PR #3178, opened 2019-07-12
Talk Page pull to refresh

tonisevener:
https://phabricator.wikimedia.org/T225942

Added pull to refresh functionality on talk page discussion list, reply thread, empty and error states.

Also moved share toolbar from the discussion list VC into the container VC. Code fits better there IMO and gives the user the ability to go to the wiki page in Safari in a server error situation.

Server error:
server_error

Empty state:
empty_state

### DIFF
--- a/Wikipedia/Code/EmptyRefreshingViewController.swift
+++ b/Wikipedia/Code/EmptyRefreshingViewController.swift
@@ -62,9 +62,5 @@ class EmptyRefreshingViewController: ViewController {
         view.backgroundColor = theme.colors.paperBackground
         scrollView?.backgroundColor = theme.colors.paperBackground
         refreshControl.tintColor = theme.colors.refreshControlTint
-        if let emptyView = emptyView {
-            EmptyRefreshingViewController.wmf_applyTheme(to: emptyView, with: theme)
-        }
-        
     }
 }
--- a/Wikipedia/Code/EmptyRefreshingViewController.swift
+++ b/Wikipedia/Code/EmptyRefreshingViewController.swift
@@ -1,6 +1,6 @@
 import Foundation
 
-protocol EmptyRefreshingViewControllerDelegate: class {
+protocol EmptyRefreshingViewControllerDelegate: AnyObject {
     func triggeredRefresh(refreshCompletion: @escaping () -> Void)
 }
 
--- a/Wikipedia/Code/EmptyRefreshingViewController.swift
+++ b/Wikipedia/Code/EmptyRefreshingViewController.swift
@@ -55,6 +55,10 @@ class EmptyRefreshingViewController: ViewController {
     override func apply(theme: Theme) {
         super.apply(theme: theme)
         
+        guard viewIfLoaded != nil else {
+            return
+        }
+        
         view.backgroundColor = theme.colors.paperBackground
         scrollView?.backgroundColor = theme.colors.paperBackground
         refreshControl.tintColor = theme.colors.refreshControlTint
--- a/Wikipedia/Code/EmptyRefreshingViewController.swift
+++ b/Wikipedia/Code/EmptyRefreshingViewController.swift
@@ -1,0 +1,66 @@
+import Foundation
+
+protocol EmptyRefreshingViewControllerDelegate: class {
+    func triggeredRefresh(refreshCompletion: @escaping () -> Void)
+}
+
+class EmptyRefreshingViewController: ViewController {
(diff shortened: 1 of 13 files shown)


Wikipedia/Code/EmptyRefreshingViewController.swift
```diff
@@ -0,0 +1,66 @@
...
+            self?.refreshControl.endRefreshing()
+        })
+    }
+    
+    required init?(coder aDecoder: NSCoder) {
+        fatalError("init(coder:) has not been implemented")
+    }
+    
+    override func apply(theme: Theme) {
+        super.apply(theme: theme)
```
nambatee: should this guard against view not being loaded like the parent does? 
```
        self.theme = theme
        guard viewIfLoaded != nil else {
            return
        }
```

Wikipedia/Code/EmptyRefreshingViewController.swift
```diff
@@ -0,0 +1,66 @@
+import Foundation
+
+protocol EmptyRefreshingViewControllerDelegate: class {
```
nambatee: `class` is supposed to be deprecated in favor of `AnyObject` in future versions of Swift https://forums.swift.org/t/class-only-protocols-class-vs-anyobject/11507

Wikipedia/Code/EmptyRefreshingViewController.swift
```diff
@@ -0,0 +1,66 @@
...
+    }
+    
+    override func apply(theme: Theme) {
+        super.apply(theme: theme)
+        
+        view.backgroundColor = theme.colors.paperBackground
+        scrollView?.backgroundColor = theme.colors.paperBackground
+        refreshControl.tintColor = theme.colors.refreshControlTint
+        if let emptyView = emptyView {
+            EmptyRefreshingViewController.wmf_applyTheme(to: emptyView, with: theme)
```
nambatee: Is this needed if `applyTheme` is called in `emptyViewOfType`? https://github.com/wikimedia/wikipedia-ios/blob/c5a287839aa3e4221f269b8fcea79d167746cceb/Wikipedia/Code/UIViewController%2BWMFEmptyView.m#L58

Wikipedia/Code/UIViewController+WMFEmptyView.h
```diff
@@ -36,6 +36,10 @@ typedef NS_ENUM(NSUInteger, WMFEmptyViewType) {
 - (void)wmf_applyThemeToEmptyView:(WMFTheme *)theme;
 @property (nonatomic, readonly, nullable) WMFEmptyView *wmf_emptyView;
 
++ (nullable WMFEmptyView *)emptyViewOfType:(WMFEmptyViewType)type action:(nullable SEL)action theme:(WMFTheme *)theme frame:(CGRect)frame;
```
nambatee: looks like this one is not used anywhere

Wikipedia/Code/EmptyRefreshingViewController.swift
tonisevener: @nambatee yeah, true, it works fine when I remove it. I was thinking it would be good for apply theme to work independent of that empty view instantiation. It would come into play if we were to ever add the theming switch button to the screen and they switched while the empty state was up. But I'm open to removing it, or at the very least figuring out why the compiler complains when try to have emptyView(apply: theme). I had to go through into the Objective-C class method to get around it. I'm probably missing something obvious with that one.

Wikipedia/Code/EmptyRefreshingViewController.swift
tonisevener: @nambatee good to know, done!

Wikipedia/Code/EmptyRefreshingViewController.swift
tonisevener: @nambatee done, added this on all the talk page related classes I missed this on 😬. It caused a couple of bugs that I fixed as a part of the PR feedback commit too.

Wikipedia/Code/EmptyRefreshingViewController.swift
tonisevener: @nambatee done ^

Wikipedia/Code/UIViewController+WMFEmptyView.h
tonisevener: @nambatee removed

PR #3188, opened 2019-07-25
talk page accessibility

tonisevener:
https://phabricator.wikimedia.org/T222730


Wikipedia/Code/TalkPageContainerViewController.swift
```diff
@@ -606,12 +619,31 @@ extension TalkPageContainerViewController {
     }
 
     private func showNoInternetConnectionAlertOrOtherWarning(from error: Error, noInternetConnectionAlertMessage: String = CommonStrings.noInternetConnection) {
+
         if (error as NSError).wmf_isNetworkConnectionError() {
-            WMFAlertManager.sharedInstance.showErrorAlertWithMessage(noInternetConnectionAlertMessage, sticky: true, dismissPreviousAlerts: true)
+            
+            if UIAccessibility.isVoiceOverRunning {
+                UIAccessibility.post(notification: UIAccessibility.Notification.announcement, argument: noInternetConnectionAlertMessage)
```
joewalsh: Would it be worth moving this upstream into WMFAlertManager for all alerts?

tonisevener: @joewalsh yeah maybe, though I think we ought to spin that off into another task since it would take some testing. I found some of the announcements I made would get interrupted without extra handling in that context so it could take a bit more work than just touching alert manager.

joewalsh: sounds good!

PR #3274, opened 2019-09-20
Revert "Add `ku` strings"

joewalsh:
Reverts wikimedia/wikipedia-ios#3273

Two separate build machines for me running 10.14.6 and Xcode 11 GM seed 2 don't add these files @montehurd what config were you using that was adding them? It could be related to the macOS beta.


montehurd:
Using the `Wikipedia` build scheme. On Catalina beta... 🤔

nambatee:
I get these too (Catalina beta)

joewalsh:
Apple likely added `ku-latn` to the available languages for Catalina so the localization script began treating them as valid via:

```
let locales: Set<String> =  {
    var identifiers = Locale.availableIdentifiers
    if let filenames = try? FileManager.default.contentsOfDirectory(atPath: "\(path)/Wikipedia/iOS Native Localizations") {
        let additional = filenames.compactMap { $0.components(separatedBy: ".").first?.lowercased() }
        identifiers += additional
    }
    return Set<String>(identifiers)
}()

func localeIsAvailable(_ locale: String) -> Bool {
    let prefix = locale.components(separatedBy: "-").first ?? locale
    return locales.contains(prefix)
}
```
The script is assuming macOS's `Locale.availableIdentifiers` matches iOS's, not sure if that's true. Since Catalina is still in beta and the build machine is still on Mojave, let's move forward with this PR and add `ku-latn` after Catalina goes GM.

PR #3275, opened 2019-09-20
Fix iOS 13 bugs in Link & Image wizards

nambatee:
- reload data in list views when theme is applied
- make sure the Link wizard is presented modally to match the Media wizard

### DIFF
--- a/Wikipedia/Code/SectionEditorViewController.swift
+++ b/Wikipedia/Code/SectionEditorViewController.swift
@@ -668,12 +668,18 @@ extension SectionEditorViewController: SectionEditorInputViewsControllerDelegate
                 }
                 editLinkViewController.delegate = self
                 let navigationController = WMFThemeableNavigationController(rootViewController: editLinkViewController, theme: self.theme)
+                if #available(iOS 13.0, *) {
+                    navigationController.modalPresentationStyle = .automatic
+                }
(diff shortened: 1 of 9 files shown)


Wikipedia/Code/SectionEditorViewController.swift
```diff
@@ -668,12 +668,18 @@ extension SectionEditorViewController: SectionEditorInputViewsControllerDelegate
...
+                    navigationController.modalPresentationStyle = .automatic
+                }
                 navigationController.isNavigationBarHidden = true
                 self.present(navigationController, animated: true)
             } else {
                 let insertLinkViewController = InsertLinkViewController(link: link, siteURL: siteURL, dataStore: dataStore)
                 insertLinkViewController.delegate = self
                 let navigationController = WMFThemeableNavigationController(rootViewController: insertLinkViewController, theme: self.theme)
+                if #available(iOS 13.0, *) {
+                    navigationController.modalPresentationStyle = .automatic
```
joewalsh: Is there a chance of either of these being affected by https://phabricator.wikimedia.org/T232604 ?

nambatee: Yes, articles syncing or losing connection could cause the alerts to show up

PR #3285, opened 2019-10-02
Fix iOS12 bug that can sometimes cause dark article but rest of app light

montehurd:
Found while working on: https://phabricator.wikimedia.org/T234255

theme 480 mov


Wikipedia/Code/NSUserDefaults+WMFExtensions.swift
```diff
@@ -144,7 +144,7 @@ let WMFSearchLanguageKey = "WMFSearchLanguageKey"
         let name = string(forKey: WMFAppThemeName)
         guard name != nil, name != Theme.defaultThemeName else {
             if #available(iOSApplicationExtension 12.0, *) {
-                return traitCollection.userInterfaceStyle == .light ? .light : Theme.black.withDimmingEnabled(wmf_isImageDimmingEnabled)
+                return traitCollection.userInterfaceStyle == .dark ? Theme.black.withDimmingEnabled(wmf_isImageDimmingEnabled) : .light
```
joewalsh: Is the issue that we're checking the trait collection too early so `userInterfaceStyle` is `.undefined` or is it always undefined in some cases on iOS 12?

montehurd: Once it gets into this state it can continue to happen. That is, if I do pull-to-refresh, which fixes it, then quit the app, then restart it, it happens again...

joewalsh: Right, but is the reason it's getting into that state because we're reading `userInterfaceStyle` too early? If that's the case it's a wider problem similar to #3284 - view controllers would need to wait until the first `viewWillLayoutSubviews` to apply the correct theme based on `userInterfaceStyle`. That was Natalia's interpretation of the documentation in #3229 and I had assumed otherwise but it's looking like I was incorrect. This should probably default to `.light` either way, but the root cause might be informative for [https://phabricator.wikimedia.org/T234255](T234255).

montehurd: This is interesting! On develop w/iOS 12 there's a single frame (or so) on app launch which is dark - seems like this is related to @joewalsh's comment...

dark mov

montehurd: ^ this was on clean install

nambatee: On launch `traitCollection` is `.unspecified` and right now (not in your PR) we default to showing the black theme. Then we get another `traitCollectionDidChange` call with the correct theme and that's how we get the correct theme. iOS seems to be constantly taking snapshots to be able to update the app previews when the theme changes, that's why we get those silent trait change calls in the bg

montehurd: Also, as long as you don't dismiss the welcome screens it happens every time.

montehurd: Looks like b2dde0e fixes it too, though as @joewalsh mentioned accessing `userInterfaceStyle` too early may be the actual cause. Thankfully this is a bit easier to repro than the article loading steps I outline in the PR description gif.

montehurd: @nambatee those 2 replies above were made before I saw your reply - they're followups to the gif I posted 😂

montehurd: Regarding ...
> On launch traitCollection is .unspecified and right now (not in your PR) we default to showing the black theme. 

... pre iOS 13 is there a case where we'd want `.unspecified` to map to dark?

montehurd: I haven't noticed any unexpected side-effects of mapping `.unspecified` to light so far... was assuming that once subsequent `traitCollectionDidChange` calls happen the theme would be set correctly - so far haven't noticed any issues with my change aside from fixing those 2 issues from the gifs. What I haven't seen yet is quite how this issue could cause the sepia/dark combo Andrea reported...

nambatee: Is there a reason why `#available` is set to `12.0` and not `13.0`? If it was, we could avoid checking `traitCollection` pre 13.0 altogether

montehurd: Hmm good question 🤔 I was also about to just try building previous version, setting theme to sepia, then trying my orig repro steps, but I unfortunately have to run. Adding `changes welcome` in case you solve it before I return...

joewalsh: > Is there a reason why #available is set to 12.0 and not 13.0? If it was, we could avoid checking traitCollection pre 13.0 altogether
Good point - `userInterfaceStyle` became available in 12.0 but we don't need it there, this should switch to 13.0

I verified in Xcode 11.2 beta that on 13.2 the trait collection is correct at the time of `viewDidLoad` so the switch to `viewDidLayoutSubviews` doesn't seem warranted if we switch the availability check

PR #3294, opened 2019-10-09
Fix some incorrectly positioned reference highlights

montehurd:
https://phabricator.wikimedia.org/T233472

Fixes this issue seen on iOS 12 & up:

highlight mov


montehurd:
Found way to simplify this a bit... pushing commit after re-testing...

montehurd:
Tested fix on iOS 11, 12 & 13 on various phone and tablet simulators.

**TASK OBJECTIVE**
Only the lines from the opening of the material through the line with "Added pull to" should be echoed, exactly as written.

**ANSWER SECTION**
PR #3178, opened 2019-07-12
Talk Page pull to refresh

tonisevener:
https://phabricator.wikimedia.org/T225942

Added pull to refresh functionality on talk page discussion list, reply thread, empty and error states.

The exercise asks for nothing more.